150 N.E.2d 81 | Ohio Ct. App. | 1958
This is an appeal on questions of law and fact in which plaintiff asks for a declaratory judgment with reference *2 to certain deeds, a judgment of the court setting aside those deeds, and a holding to the effect that plaintiff has title to such real estate as against any claims of the defendant. By way of cross-petition, defendant prays that plaintiff's claim be held for naught, and that her title be quieted in the real estate.

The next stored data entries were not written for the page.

PR #4919, opened 2022-07-19
rate-limiting: add global rate limiting schema

shashankram:
**Description**:
Adds the global rate limiting schema to the existing
rate limiting spec for per VirtualHost and Route
level rate limiting. The schema is based on the
Go types for [UpstreamTrafficSetting](https://github.com/openservicemesh/osm/blob/main/pkg/apis/policy/v1alpha1/upstreamtrafficsetting.go).

Part of #2018

**Testing done**:
Applied sample configs such as:
```
apiVersion: policy.openservicemesh.io/v1alpha1
kind: UpstreamTrafficSetting
metadata:
  name: http-rate-limit
  namespace: demo
spec:
  host: test.demo.svc.cluster.local
  rateLimit:
    global:
      http:
        rateLimitService:
          host: rls.default.svc.cluster.local
          port: 80
        domain: osm
        failOpen: true
        timeout: 20ms
        enableXRateLimitHeaders: true
        descriptors:
          - entries:
            - remoteAddress: {}
          - entries:
            - genericKey:
                key: foo
                value: bar
            - requestHeader:
                name: x-service
                key: service
            - headerValueMatch:
                key: header_match
                value: get
                expectMatch: true
                headers:
                  - name: ":method"
                    prefix: /get
  httpRoutes:
    - path: /foo
      rateLimit:
        global:
          descriptors:
          - entries:
            - remoteAddress: {}
```

**Affected area**:

3. Has documentation corresponding to this change been updated in the [osm-docs](https://github.com/openservicemesh/osm-docs) repo (if applicable)? `no`

### DIFF
--- a/cmd/osm-bootstrap/crds/policy_upstream_traffic_setting.yaml
+++ b/cmd/osm-bootstrap/crds/policy_upstream_traffic_setting.yaml
@@ -91,7 +91,7 @@ spec:
                   type: object
                   properties:
                     local:
-                      description: Policy responsible for rate limiting traffic at the upstream service.
+                      description: Local rate limit policy responsible for rate limiting traffic at the upstream service.
                       type: object
                       properties:
                         tcp:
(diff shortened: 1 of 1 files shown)


cmd/osm-bootstrap/crds/policy_upstream_traffic_setting.yaml
```diff
@@ -162,6 +162,242 @@ spec:
...
+                                          description: Key of the descriptor entry.
+                                          type: string
+                                        value:
+                                          description: Value of the descriptor entry.
+                                          type: string
+                            timeout:
+                              description: Timeout (optional) interval for calls to the rate limit service. Defaults to 20ms.
+                              type: string
+                            failOpen:
+                              description: FailOpen (optional) defines whether to allow traffic in case of communication failure between
```
jaellio, line 230: For my own understanding could you explain why the default failOpen value is true?

shashankram: That's the default behavior in Envoy. So we tend to use Envoy defaults for optional values (within the controller) unless there is a reason not to.

cmd/osm-bootstrap/crds/policy_upstream_traffic_setting.yaml
```diff
@@ -225,6 +461,138 @@ spec:
...
+                                description: List of rate limit descriptors to use in the rate limit service request.
+                                type: array
+                                minItems: 1
+                                items:
+                                  description: Rate limit descriptor to use in the rate limit service request.
+                                  type: object
+                                  required:
+                                  - entries
+                                  properties:
+                                    entries:
```
jaellio, line 480: For each "entries" you can only set one of the following: genericKey, remoteAddress, requestHeader, headerValueMatch. Would it make sense for "entries" to be "entry"?

shashankram: No, multiple entries are allowed per descriptor. Entries and each entry needs to exactly map to the Go type schema: https://github.com/openservicemesh/osm/blob/main/pkg/apis/policy/v1alpha1/upstreamtrafficsetting.go#L320.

The property here involved is a two-story family dwelling, which was originally in the name of Bessie Adams, mother of plaintiff. When Bessie Adams died intestate, the property descended one-half to plaintiff and one-half to his father, Harry A. Adams. Plaintiff lived in one of the apartments and his father lived in the other; this arrangement continued after the death of Bessie Adams. Various conveyances of the property, by warranty deed, took place as follows:
On May 26, 1939, plaintiff and his wife conveyed the son's undivided one-half interest to the father, Harry A. Adams; and on July 29, 1939, Harry A. Adams, the father, conveyed his entire interest to his son, the plaintiff. Although executed on July 29, 1939, delivery to the son was not made until September 1939, just about two months before Harry A. Adams married the defendant, Helen M. Adams. By apparent agreement between father and son, the deed from Harry A. Adams to Calvin L. Adams was not to be recorded, and it was not recorded during the lifetime of Harry A. Adams. Helen married Harry in November 1939, and about three and one-half years later, in the spring of 1943, Harry A. Adams conveyed a one-half interest in the property to Helen, and, subsequently, about ten years later, he conveyed the remaining one-half interest to Helen. Helen and Harry lived together as husband and wife for 16 years. After Harry's death, for the first time, Helen learned that Harry had given his son, the plaintiff, a deed to the property, which deed had never been recorded. The deeds which Harry gave to Helen, his second wife, were recorded immediately after delivery of the same; and the plaintiff's deed, although executed in 1939, was not placed on record until a few days after his father's death in 1955.
Section
On cross-examination, this testimony was given by the son:
"Q. Now prior to your father's death, you knew that he had conveyed the property to his wife, didn't you? A. That's right.
"Q. And at that time, you did nothing with your deed that you had from '39, did you? A. That's right. I just done what he toldme." (Emphasis added.)
As a further indication of the understanding of the intention of the father, he subsequently deeded the property to his second wife, the defendant, and had the deeds recorded immediately. Why would he have done this if he had already surrendered dominion of the deed and the estate therein described? What intention of the grantor can be gathered from these facts? Did the father part with dominion over the deed with intention to pass title? There must be intent to vest in the grantee, not only custody of the instrument, but the estate described in the instrument. The deed must be delivered with the intention of having it take effect at once, before it can transfer title. The son knew his father's intention and was carrying out his intention, as follows: "I just done what he told me." See 17 Ohio Jurisprudence (2d), 155, Section 55. *4
In the case of Kniebbe v. Wade,
See, also, Lessee of Mitchell v. Ryan,
There seems to be no question that the deciding factor in such cases depends upon the intention of the grantor. In the case at bar, we feel that the grantor's intention was clear that he never intended to pass a present title to his son; it is equally clear that the son understood his father's intention; the son "done what he told me." The intention of the father is not only ascertainable from what occurred at the time he gave his son the deed, but from the conduct of the father and son toward the property and the subsequent deeds of the property to the defendant by her husband, which were immediately recorded by the husband.
It would be manifestly unjust under the circumstances of this case, when the intention of the grantor is so clear, to deprive the widow, who was a wife for 16 years, of her rights in this real estate. It seems to this court, that after 4 years of marriage, the husband properly decided that his wife was entitled to at least one-half of the real estate as against the son, and that 10 years thereafter, he had the right under his original intention to give all the real estate to a faithful wife. We are of *5 the opinion that the deed to the plaintiff would have been in fraud of the defendant's marital rights, but the execution and recording of these deeds corrected that fraud.
The judgment is accordingly, quieting defendant's title in the real estate.
Judgment accordingly.
HILDEBRANT, P. J., and MATTHEWS, J., concur.